What the task asks: Check every line of the data for the word "doctype", and copy those that have it.
========
Issue #803, opened 2015-04-21
girder_client: token kwarg for `authenticate()`


zachmullen:
You can sort of do this already by calling `client.token = ...`, but it would be better if we either expose a `token` kwarg on `authenticate()` that could be used instead of username and password, or simply create an alternative method called `authenticateWithToken()`.

jcfr:
:+1:  Where can I get the token from the current girder UI ?

zachmullen:
Closing this for now, `client.token = ...` is relatively pythonic and not so bad really.

danlamanna:
This behavior took me off guard (only for a moment)... but talking with others I found out it confused them as well.

Not that `client.token` is difficult, but being totally undocumented and not part of the authentication function (which we have a level of compatibility for) is counter intuitive.

zachmullen:
Setting the token directly is a bit of an edge case for usage of girder_client. Doing so means you've somehow used a different client to obtain a token. The prescribed ways of authentication for the client are to use a username/password or an API key. What is the use case for wanting to create the token yourself?

danlamanna:
When I schedule jobs I create a token with the specific scope needed for the job, and pass that along. So the job uses the token when it uses Girder client.

zachmullen:
Fair enough. I will reopen this, but it's quite an old issue -- does someone have time to actually add this in soon?

PR #1349, opened 2016-05-19
Add modal showing current user's token

Xarthisius:
Provide convenient shortcut in user menu for obtaining authentication token. This addresses the 2nd [comment](https://github.com/girder/girder/issues/803#issuecomment-139577988) on #803


brianhelba:
Is this something we even want users to use?

We might be better to encourage them to use API keys, and improve that interface if necessary.

Xarthisius:
To be honest I completely missed pull request 1328 while writing this.

PR #1350, opened 2016-05-20
Add optional json parameter to client

cjh1:


zachmullen:
Do we have a test that makes sure the json argument works?

cjh1:
Yes, I added [these]( https://github.com/girder/girder/blob/2a192805711bff3661be010fc71217d06204290b/tests/cases/py_client/lib_test.py#L361-L378), I changed the implementation of these to use the json parameter.

zachmullen:
Ah cool. LGTM!

PR #1352, opened 2016-05-21
Add a utility method to support stream-reading request bodies

zachmullen:
This method is particularly useful for cases when the client
is sending the request using Transfer-Encoding: chunked, though
it is also valuable for normal Content-Length requests insofar
as it abstracts cherrypy functions in addition to the transfer
method.

This is the "final" integration step related to the functionality added in https://github.com/girder/girder_worker/pull/36. This fulfills our desired use case of a docker container writing a chunk to a file within the container that happens to be a named pipe, and receiving that chunk in Girder while the container is still running, so that we can display real-time streaming output from containers that are potentially generating a large amount of data.


tests/cases/stream_test.py
```diff
@@ -0,0 +1,104 @@
...
+
+class StreamTestResource(Resource):
+    def __init__(self):
+        super(StreamTestResource, self).__init__()
+        self.resourceName = 'stream_test'
+        self.route('POST', ('input_stream',), self.inputStream)
+
+    @access.public
+    def inputStream(self, params):
+        for chunk in iterBody(8):  # Read body 8 bytes at a time
```
cpatrick: why 8?

tests/cases/stream_test.py
```diff
@@ -0,0 +1,104 @@
...
+            a separate chunk.
+            """
+            for i in range(1, 4):
+                buf = 'chunk%d' % i
+                yield buf
+                start = time.time()
+                while True:  # Wait for server thread to get the chunk
+                    if len(_chunks) == i:
+                        break
+                    if time.time() - start > 5:
```
cpatrick: why 5?

girder/api/rest.py
```diff
@@ -73,6 +75,36 @@ def getApiUrl(url=None):
...
+        cherrypy.request.rfile.bufsize = length
+        while True:
+            cherrypy.request.rfile._fetch()
+            if cherrypy.request.rfile.closed:
+                break
+            buf = cherrypy.request.rfile.buffer
+            cherrypy.request.rfile.buffer = ''
+            yield buf
+    elif 'Content-Length' in cherrypy.request.headers:
+        while True:
```
cpatrick: Why not while buf?

girder/api/rest.py
```diff
@@ -34,6 +34,8 @@
 from girder.utility import config, JsonEncoder
 from six.moves import range, urllib
 
+READ_BUFFER_LEN = 65536
```
cpatrick: why 65536?

tests/cases/stream_test.py
zachmullen: Why not 5? Seems like a reasonable timeout in which another thread should really have done something.

tests/cases/stream_test.py
zachmullen: Easy number to demonstrate that we are indeed receiving the correct chunk lengths. This number is essentially test fixture data, it correlates to our other arbitrary fixture data which is the dummy chunks we are sending in each case.

girder/api/rest.py
zachmullen: Why Patrick instead of Pat? :wink:

cpatrick: :D

cpatrick: You know me, I just like comments that say a little bit about why. Even if the answer is: "This is arbitrary."

girder/api/rest.py
zachmullen: Because python does not have a `do-while` looping construct :(

cpatrick: This is preferred over

```
buf = cherrypy.request.body.read(length)
while buf:
  yield buf
  buf = cherrypy.request.body.read(length)
```
? I'm not sure which I really prefer, but I think I tend toward the latter.

zachmullen: I don't have strong feelings either way, though I'm also not fond of seeing `cherrypy.request.body.read(length)` duplicated.

cpatrick: Yeah. Anyway, ignore this critique.

zachmullen:
This is now working in both python 2 and 3, and we have tests that will fail if the functionality breaks in the future, so I think it's ready for review.

tests/cases/stream_test.py
```diff
@@ -49,7 +49,7 @@ def __init__(self):
     @access.public
     def inputStream(self, params):
         # Read body 8 bytes at a time so we can test chunking a small body
-        for chunk in iterBody(8):
```
cpatrick: now the comment doesn't agree with the code...

zachmullen: This is the main substantive point I want to discuss about this feature. The underlying cherrypy API gives us two options for reading these chunked TE requests, and I'm not sure which one makes for a better API, or if we really need to expose both. Hoping folks can weigh in.

1. Block until the last byte of the current chunk is read. This allows clients to (perhaps) intellegently decide what should be encoded in each chunk, which could be useful if we expect significant delays between discrete documents being sent over the socket. The drawback here is that the server side logic no longer has any control over the read buffer size, and also we have to make use of a private method in cherrypy, although I'm not that worried about using the private method since our testing is sufficient.
2. Block on read until a certain number of bytes (decided by the server logic) is available. The drawback here is that we will block until that number of bytes is available, which may be a larger buffer than the chunk size being sent by the client, meaning we might be sitting there waiting while we actually have discrete documents we could be processing.

If we choose to support both options, we just have to have a very long docstring describing all of these behaviors. I want someone to be able to call the `iterBody` method regardless of whether the client sent the body using TE: chunked or a normal known-length content body.

I guess a third option is to try and dig further down to see if we could add a timeout to the blocking read, but from my browsing cherrypy internals for a while, it didn't look simple.

girder/api/rest.py
```diff
@@ -76,7 +76,7 @@ def getApiUrl(url=None):
     return url[:idx + 7]
 
 
-def iterBody(length=READ_BUFFER_LEN):
+def iterBody(length=READ_BUFFER_LEN, strictLength=False):
```
mgrauer: docstring for `strictLength`

girder/api/rest.py
```diff
@@ -73,6 +76,51 @@ def getApiUrl(url=None):
...
+    function works regardless of whether the body was sent with a Content-Length
+    or using Transfer-Encoding: chunked, but the behavior is slightly different
+    in each case.
+
+    If `Content-Length` is provided, the `length` parameter is used to read the
+    body in chunks up to size `length`. This will block until end of stream or
+    the specified number of bytes is ready.
+
+    If `Transfer-Encoding: chunked` is used, the `length` parameter is ignored
+    by default the generator yields each chunk that is sent in the request,
```
mgrauer: this phrasing is a bit choppy, maybe `parameter is ignored by default; the generator` or `parameter is ignored by default.  The generator` ?

tests/cases/stream_test.py
```diff
@@ -0,0 +1,121 @@
...
+
+class StreamTestResource(Resource):
+    def __init__(self):
+        super(StreamTestResource, self).__init__()
+        self.resourceName = 'stream_test'
+        self.route('POST', ('input_stream',), self.inputStream)
+
+    @access.public
+    def inputStream(self, params):
+        # Read body 8 bytes at a time so we can test chunking a small body
```
mgrauer: 8 or 5?

tests/cases/stream_test.py
```diff
@@ -0,0 +1,121 @@
...
+        This exercises the behavior of iterBody in the case of requests with
+        Content-Length passed.
+        """
+        resp = requests.post(self.apiUrl + '/stream_test/input_stream',
+                             data='hello world')
+        resp.raise_for_status()
+        self.assertEqual(resp.json(), ['hello', ' worl', 'd'])
+
+    def testStrictLength(self):
+        resp = requests.post(
```
mgrauer: add a docstring, and move this above ` testKnownLengthBodyReady` so that both chunked tests are together

mgrauer:
LGTM?TH

jeffbaumes:
I think you mean

TH?LGTM:👎

PR #1355, opened 2016-05-23
Fix default parameter value for json

cjh1:


cjh1:
@zachmullen Just noticed this!

zachmullen:
Oops, wonder how that didn't break our tests?

cjh1:
The test uses PUT but not PATCH, I can add a test?

zachmullen:
Ah, I see. We never really use PATCH in girder so that makes sense. I'll cut a point release of the client once this is merged.

cjh1:
Do you want me to add a test?

zachmullen:
I guess if we are going to expose a `patch` method then we should test it in some way or another.

cjh1:
I will take a look, can probably use httpmock

cjh1:
@zachmullen PTAL I added a test for PATH

zachmullen:
LGTMITIH

PR #1463, opened 2016-07-14
Fixes #1462. Do not accept invalid JSON in metadata

### LINKED ISSUE #1462: Invalid item metadata renders folder inaccessible
To replicate:

1. Create a folder A
2. Create an item B inside folder A
3. Use `/item/{id}/metadata` to attach `{"value":Infinity}` to the item.

    This will respond with a cherrypy-style, HTML internal server error (not the regular kind):

   `ValueError: Out of range float values are not JSON compliant: inf`

4. From this point, further attempts to access Folder A in the girder interface will also yield this error.

zachmullen:
ping @alex-r-bigelow

### DIFF
--- a/girder/api/rest.py
+++ b/girder/api/rest.py
@@ -242,14 +242,26 @@ def requireAdmin(user, message=None):
         raise AccessException(message or 'Administrator access required.')
 
 
-def getBodyJson():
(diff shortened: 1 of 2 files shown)


alex-r-bigelow:
I can confirm that #1462 is fixed. Thanks!

PR #1464, opened 2016-07-14
Add support for config file

Xarthisius:
For all those lazy people like me tired of typing so many options each time.

### DIFF
--- a/clients/python/girder_client/__init__.py
+++ b/clients/python/girder_client/__init__.py
@@ -29,6 +29,24 @@ import requests
 import shutil
 import six
 import tempfile
+from six.moves.configparser import SafeConfigParser
+
+_config_defaults = {
+    'host': 'localhost',
+    'scheme':  'http',
+    'apiRoot': '/api/v1',
+    'apiUrl': None,
+    'port': None,
+    'apiKey': None,
+    'username': None,
+    'password': None,
+}
+CONFIG_DIR = os.environ.get(
+    'XDG_CONFIG_HOME', os.path.join(os.path.expanduser('~'), '.config'))
+config = SafeConfigParser(_config_defaults, allow_no_value=True)
+config.read([os.path.join(CONFIG_DIR, "girder-cli.conf")])
+if not config.has_section("girder_client"):
+    config.add_section("girder_client")
 
 __version__ = '2.0.0'
 __license__ = 'Apache 2.0'
@@ -147,16 +165,23 @@ class GirderClient(object):
         :param cacheSettings: Settings to use with the diskcache library, or
             None to disable caching.
         """
-        if apiUrl is None:
+        configApiUrl = config.get('girder_client', 'apiUrl')
+        if apiUrl is None and configApiUrl is None:
             if apiRoot is None:
-                apiRoot = '/api/v1'
-
-            self.scheme = scheme or 'http'
-            self.host = host or 'localhost'
-            self.port = port or (443 if scheme == 'https' else 80)
+                apiRoot = config.get('girder_client', 'apiRoot')
+            self.scheme = scheme or config.get('girder_client', 'scheme')
+            self.host = host or config.get('girder_client', 'host')
+            try:
+                configPort = config.getint('girder_client', 'port')
+            except TypeError:
+                configPort = None
+            self.port = port or configPort or \
+                (443 if self.scheme == 'https' else 80)
 
             self.urlBase = '%s://%s:%s%s' % (
                 self.scheme, self.host, str(self.port), apiRoot)
+        elif configApiUrl is not None:
+            self.urlBase = configApiUrl
         else:
             self.urlBase = apiUrl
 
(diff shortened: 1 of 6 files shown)


clients/python/girder_client/cli.py
```diff
@@ -42,11 +42,12 @@ def __init__(self, username, password, dryrun, blacklist,
         GirderClient.__init__(self, host=host, port=port,
                               apiRoot=apiRoot, scheme=scheme, dryrun=dryrun,
                               blacklist=blacklist, apiUrl=apiUrl)
-        interactive = password is None
+        interactive = password is None and \
+            config.get("gitder_config", "password", fallback=None)
```
danlamanna: Typo?

clients/python/girder_client/__init__.py
```diff
@@ -29,6 +29,17 @@
...
 import tempfile
+from six.moves.configparser import SafeConfigParser
+
+_config_defaults = {
+    'host': 'localhost',
+    'scheme':  'http',
+    'apiRoot': '/api/v1'
+}
+CONFIG_DIR = os.environ.get(
+    'XDG_CONFIG_HOME', os.path.join(os.path.expanduser('~'), '.config'))
```
danlamanna: +1

We could also put `girder-cli.conf` in a top level `girder` directory under `CONFIG_DIR`, though I can't think of a use case for this at the moment.

clients/python/girder_client/__init__.py
```diff
@@ -140,16 +151,20 @@ def __init__(self, host=None, port=None, apiRoot=None, scheme=None,
         :param cacheSettings: Settings to use with the diskcache library, or
             None to disable caching.
         """
-        if apiUrl is None:
+        configApiUrl = config.get('girder_client', 'apiUrl', fallback=None)
```
zachmullen: We should use the config file as a fallback if the options aren't passed to the constructor rather than having the config file take precedence.

clients/python/girder_client/cli.py
```diff
@@ -39,16 +39,25 @@ def __init__(self, username, password, dryrun, blacklist,
         :param password: password to authenticate to Girder instance, leave
             this blank to be prompted.
         """
+        if not all((apiUrl, apiRoot, host, port, scheme)):
```
zachmullen: Shouldn't this be `if not any`?

Xarthisius: oops

zachmullen:
Most command-line tools that can use config files also have an option for pointing to a config file at a specific location. Could you add such an option to the `girder-cli`?

zachmullen:
Sorry it's been forever since I looked at this.

One thing that makes me a little hesitant here is that this will fail on environments where there is no home directory. That may sound crazy, but I just encountered such an environment while trying to work with Google App Engine recently, and girder client is something we may want to deploy there at some point. In fact, on GAE any attempt to do filesystem IO or lookups will throw exceptions.

So the solution for me would be to pull out all the references to the config file into as little code as possible in `__init__.py`, and wrap the call(s) up in a try/except block that just keeps to the existing logic if an exception occurs.

Xarthisius:
@zachmullen what would cause the issue in that case? `os.path.expanduser`? `config.read` is already fail-proofed for non-existing, non-accessible files:

```
>>> from six.moves.configparser import ConfigParser
>>> config = ConfigParser()
>>> config.read(['/asdasd/asdas/d'])
[]
```

zachmullen:
`os.path.expanduser` will fail.

Xarthisius:
I'll wrap it in `try: except:` but it looks like it's a bug in GAE, see https://github.com/google/oauth2client/issues/578 They claim it should work on GAE already, but doesnt' work in SDK yet

clients/python/girder_client/__init__.py
```diff
@@ -29,6 +29,24 @@
...
+    'apiKey': None,
+    'username': None,
+    'password': None,
+}
+CONFIG_DIR = os.environ.get(
+    'XDG_CONFIG_HOME', os.path.join(os.path.expanduser('~'), '.config'))
+config = ConfigParser(_config_defaults, allow_no_value=True)
+config.read([os.path.join(CONFIG_DIR, "girder-cli.conf")])
+if not config.has_section("girder_client"):
+    config.add_section("girder_client")
```
zachmullen: All of this code should move inside `config.py` and should get wrapped in a function. We should not call that code at the time `girder_client` is imported; rather, it should be up to users to conditionally read the config file, and then pass that into the `GirderClient` constructor.

zachmullen: We can have the config read and passed in by default in `cli.py`, but then we should add a CLI switch like `--no-config-file` to turn off the behavior of reading the config file.

Xarthisius:
@zachmullen I think I've addressed all your comments, PTAL.

clients/python/girder_client/configure.py
```diff
@@ -0,0 +1,106 @@
...
+
+    def write_config(self, fd=None):
+        _safeMakedirs(self.config_dir)
+        if fd is None:
+            with open(self.config_file, 'w') as fd:
+                self.config.write(fd)
+        else:
+            self.config.write(fd)
+
+    def rm_config(self, section, option):
```
zachmullen: Let's change the symbols in this module to be camelCase in keeping with the convention of the rest of the package.

zachmullen:
Looks good other than the minor nit. Could you merge latest master into this?

zachmullen:
I've reopened this as #1850, thanks @Xarthisius !

PR #1469, opened 2016-07-19
Use HTML doctype for building Jade templates

brianhelba:
This primarily affects self closing tags and boolean attributes.

### DIFF
--- a/grunt_tasks/build.js
+++ b/grunt_tasks/build.js
@@ -46,6 +46,7 @@ module.exports = function (grunt) {
             options: {
                 client: true,
                 compileDebug: false,
+                doctype: 'html',
                 namespace: 'girder.templates',
                 processName: function (filename) {
                     return path.basename(filename, '.jade');


zachmullen:
Ping @sebastienbarre this change might not be valid after the build process changes, so let's make sure to integrate it on your PR as well.

sebastienbarre:
Noted, thanks. Yes, this code is gone in build.js. Will advise.

zachmullen:
LGTM

brianhelba:
@sebastienbarre Just so I understand, how does the webpack-based build compile Jade templates? This option should still be placed in there somewhere.

sebastienbarre:
@brianhelba using webpack [loaders](https://webpack.github.io/docs/using-loaders.html), namely the [jade-loader](https://github.com/pugjs/pug-loader). I'll figure something out.

sebastienbarre:
`doctype=html` is the default for the jade loader, [as I found out](https://github.com/pugjs/pug-loader/commit/d9caf449dad6458ebc8d970cad330394cfdac424). To be on the safe side, I will still pass it on the loader's query string.

PR #1470, opened 2016-07-19
[WIP] Add an option for new users to have private visibility

brianhelba:


brianhelba:
This supports a use case for @satra . PTAL.

brianhelba:
@girder/developers To fully support this, since `User` is an `AccessControlledModel` type, I think we should also expose a `/user/:id/access` endpoint, and add a `girder.views.AccessWidget` to the `girder.views.UserAccountView`. Does this sound reasonable?

zachmullen:
There are certain related scenarios I'd want to test, like what happens if I'm a group admin and a user belongs to that group but I don't have permission to view the user?

clients/web/src/templates/body/systemConfiguration.jade
```diff
@@ -77,6 +77,21 @@ form.g-settings-form(role="form")
...
+          selected=(
+            settings['core.user_default_public'] === null ?
+            defaults['core.user_default_public'] === true :
+            settings['core.user_default_public'] === true)
+          ) Public
+        option(value="false",
+          selected=(
+            settings['core.user_default_public'] === null ?
+            defaults['core.user_default_public'] === false :
+            settings['core.user_default_public'] === false)
```
zachmullen: Maybe we should capture this structure in a function so we don't have to repeat it

brianhelba:
@zachmullen I can tell you the answer from my own experience using private users: the private user actually shows up in the group list to everyone (even anonymous users). But you're right, this should be tested further.

satra:
thanks @brianhelba 

@zachmullen - i think this speaks to the granularity of access and visibility more generally. brian and i had a bit of a discussion over file level access permissions as well. i think there is a place for a broader discussion of acl's amongst groups, users, collections, items, and files. just noting it here for now, but happy to move to a new issue for discussion.

zachmullen:
@brianhelba what's the status of this PR, are you comfortable that everything regarding private users works properly?

jcfr:
@brianhelba This was closed during today's hackfest because it didn't see activity for a while, feel free to re-open or comment. Thanks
========
Worked solution:
Use HTML doctype for building Jade templates
+                doctype: 'html',
`doctype=html` is the default for the jade loader, [as I found out](https://github.com/pugjs/pug-loader/commit/d9caf449dad6458ebc8d970cad330394cfdac424). To be on the safe side, I will still pass it on the loader's query string.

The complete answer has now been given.